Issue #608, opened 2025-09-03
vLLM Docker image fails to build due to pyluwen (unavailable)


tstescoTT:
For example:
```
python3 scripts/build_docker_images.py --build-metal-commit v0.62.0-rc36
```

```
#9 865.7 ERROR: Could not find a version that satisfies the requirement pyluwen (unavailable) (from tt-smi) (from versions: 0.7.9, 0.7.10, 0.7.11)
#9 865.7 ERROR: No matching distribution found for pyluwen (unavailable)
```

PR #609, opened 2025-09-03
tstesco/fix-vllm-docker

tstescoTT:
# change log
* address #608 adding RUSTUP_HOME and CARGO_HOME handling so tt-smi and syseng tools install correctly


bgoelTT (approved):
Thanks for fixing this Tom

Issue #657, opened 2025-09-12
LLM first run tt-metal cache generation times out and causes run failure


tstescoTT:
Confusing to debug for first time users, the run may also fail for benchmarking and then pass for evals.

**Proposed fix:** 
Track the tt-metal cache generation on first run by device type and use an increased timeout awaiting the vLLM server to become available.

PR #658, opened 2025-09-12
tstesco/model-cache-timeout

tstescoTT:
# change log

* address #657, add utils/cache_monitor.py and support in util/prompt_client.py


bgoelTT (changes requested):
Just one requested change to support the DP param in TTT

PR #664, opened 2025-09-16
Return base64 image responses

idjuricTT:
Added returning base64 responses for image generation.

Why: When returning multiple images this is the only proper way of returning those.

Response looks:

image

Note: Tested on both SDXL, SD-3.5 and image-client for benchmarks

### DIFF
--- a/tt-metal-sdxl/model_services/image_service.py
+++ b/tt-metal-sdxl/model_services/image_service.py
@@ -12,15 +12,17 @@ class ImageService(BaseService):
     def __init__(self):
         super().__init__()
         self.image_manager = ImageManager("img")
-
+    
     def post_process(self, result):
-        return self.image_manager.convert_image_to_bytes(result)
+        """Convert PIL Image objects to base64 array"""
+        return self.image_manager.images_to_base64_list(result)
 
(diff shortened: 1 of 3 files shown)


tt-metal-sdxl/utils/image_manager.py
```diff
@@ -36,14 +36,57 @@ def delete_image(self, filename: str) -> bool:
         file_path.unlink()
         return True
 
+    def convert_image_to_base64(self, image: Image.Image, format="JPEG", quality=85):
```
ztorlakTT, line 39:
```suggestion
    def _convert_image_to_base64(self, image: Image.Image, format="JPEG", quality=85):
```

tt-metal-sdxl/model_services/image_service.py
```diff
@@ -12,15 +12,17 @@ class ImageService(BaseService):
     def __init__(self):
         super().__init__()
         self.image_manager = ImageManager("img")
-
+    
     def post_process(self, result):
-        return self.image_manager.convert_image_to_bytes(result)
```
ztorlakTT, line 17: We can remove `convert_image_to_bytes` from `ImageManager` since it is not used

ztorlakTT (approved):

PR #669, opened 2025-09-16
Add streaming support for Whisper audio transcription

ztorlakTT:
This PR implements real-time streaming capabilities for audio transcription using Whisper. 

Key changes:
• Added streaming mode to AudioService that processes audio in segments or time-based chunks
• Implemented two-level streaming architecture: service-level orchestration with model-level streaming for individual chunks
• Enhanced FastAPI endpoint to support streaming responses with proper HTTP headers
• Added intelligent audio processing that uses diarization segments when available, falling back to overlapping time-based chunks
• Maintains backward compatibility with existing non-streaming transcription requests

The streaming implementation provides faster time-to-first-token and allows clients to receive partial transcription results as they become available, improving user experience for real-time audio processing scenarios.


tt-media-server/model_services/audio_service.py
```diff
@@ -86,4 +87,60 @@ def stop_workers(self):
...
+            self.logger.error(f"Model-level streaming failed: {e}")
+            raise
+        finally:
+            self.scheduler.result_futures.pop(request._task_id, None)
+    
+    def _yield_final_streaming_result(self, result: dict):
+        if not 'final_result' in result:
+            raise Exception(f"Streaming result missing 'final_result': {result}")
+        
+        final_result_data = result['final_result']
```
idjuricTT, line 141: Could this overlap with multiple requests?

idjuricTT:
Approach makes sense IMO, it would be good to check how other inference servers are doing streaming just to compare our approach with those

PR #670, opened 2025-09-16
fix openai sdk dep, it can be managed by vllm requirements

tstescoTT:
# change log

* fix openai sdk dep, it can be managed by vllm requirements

## WORK TASK:
Copy out the whole listing exactly as given.

## WRITTEN REPLY:
Issue #608, opened 2025-09-03
vLLM Docker image fails to build due to pyluwen (unavailable)


tstescoTT:
For example:
```
python3 scripts/build_docker_images.py --build-metal-commit v0.62.0-rc36
```

```
#9 865.7 ERROR: Could not find a version that satisfies the requirement pyluwen (unavailable) (from tt-smi) (from versions: 0.7.9, 0.7.10, 0.7.11)
#9 865.7 ERROR: No matching distribution found for pyluwen (unavailable)
```

PR #609, opened 2025-09-03
tstesco/fix-vllm-docker

tstescoTT:
# change log
* address #608 adding RUSTUP_HOME and CARGO_HOME handling so tt-smi and syseng tools install correctly


bgoelTT (approved):
Thanks for fixing this Tom

Issue #657, opened 2025-09-12
LLM first run tt-metal cache generation times out and causes run failure


tstescoTT:
Confusing to debug for first time users, the run may also fail for benchmarking and then pass for evals.

**Proposed fix:** 
Track the tt-metal cache generation on first run by device type and use an increased timeout awaiting the vLLM server to become available.

PR #658, opened 2025-09-12
tstesco/model-cache-timeout

tstescoTT:
# change log

* address #657, add utils/cache_monitor.py and support in util/prompt_client.py


bgoelTT (changes requested):
Just one requested change to support the DP param in TTT

PR #664, opened 2025-09-16
Return base64 image responses

idjuricTT:
Added returning base64 responses for image generation.

Why: When returning multiple images this is the only proper way of returning those.

Response looks:

image

Note: Tested on both SDXL, SD-3.5 and image-client for benchmarks

### DIFF
--- a/tt-metal-sdxl/model_services/image_service.py
+++ b/tt-metal-sdxl/model_services/image_service.py
@@ -12,15 +12,17 @@ class ImageService(BaseService):
     def __init__(self):
         super().__init__()
         self.image_manager = ImageManager("img")
-
+    
     def post_process(self, result):
-        return self.image_manager.convert_image_to_bytes(result)
+        """Convert PIL Image objects to base64 array"""
+        return self.image_manager.images_to_base64_list(result)
 
(diff shortened: 1 of 3 files shown)


tt-metal-sdxl/utils/image_manager.py
```diff
@@ -36,14 +36,57 @@ def delete_image(self, filename: str) -> bool:
         file_path.unlink()
         return True
 
+    def convert_image_to_base64(self, image: Image.Image, format="JPEG", quality=85):
```
ztorlakTT, line 39:
```suggestion
    def _convert_image_to_base64(self, image: Image.Image, format="JPEG", quality=85):
```

tt-metal-sdxl/model_services/image_service.py
```diff
@@ -12,15 +12,17 @@ class ImageService(BaseService):
     def __init__(self):
         super().__init__()
         self.image_manager = ImageManager("img")
-
+    
     def post_process(self, result):
-        return self.image_manager.convert_image_to_bytes(result)
```
ztorlakTT, line 17: We can remove `convert_image_to_bytes` from `ImageManager` since it is not used

ztorlakTT (approved):

PR #669, opened 2025-09-16
Add streaming support for Whisper audio transcription

ztorlakTT:
This PR implements real-time streaming capabilities for audio transcription using Whisper. 

Key changes:
• Added streaming mode to AudioService that processes audio in segments or time-based chunks
• Implemented two-level streaming architecture: service-level orchestration with model-level streaming for individual chunks
• Enhanced FastAPI endpoint to support streaming responses with proper HTTP headers
• Added intelligent audio processing that uses diarization segments when available, falling back to overlapping time-based chunks
• Maintains backward compatibility with existing non-streaming transcription requests

The streaming implementation provides faster time-to-first-token and allows clients to receive partial transcription results as they become available, improving user experience for real-time audio processing scenarios.


tt-media-server/model_services/audio_service.py
```diff
@@ -86,4 +87,60 @@ def stop_workers(self):
...
+            self.logger.error(f"Model-level streaming failed: {e}")
+            raise
+        finally:
+            self.scheduler.result_futures.pop(request._task_id, None)
+    
+    def _yield_final_streaming_result(self, result: dict):
+        if not 'final_result' in result:
+            raise Exception(f"Streaming result missing 'final_result': {result}")
+        
+        final_result_data = result['final_result']
```
idjuricTT, line 141: Could this overlap with multiple requests?

idjuricTT:
Approach makes sense IMO, it would be good to check how other inference servers are doing streaming just to compare our approach with those

PR #670, opened 2025-09-16
fix openai sdk dep, it can be managed by vllm requirements

tstescoTT:
# change log

* fix openai sdk dep, it can be managed by vllm requirements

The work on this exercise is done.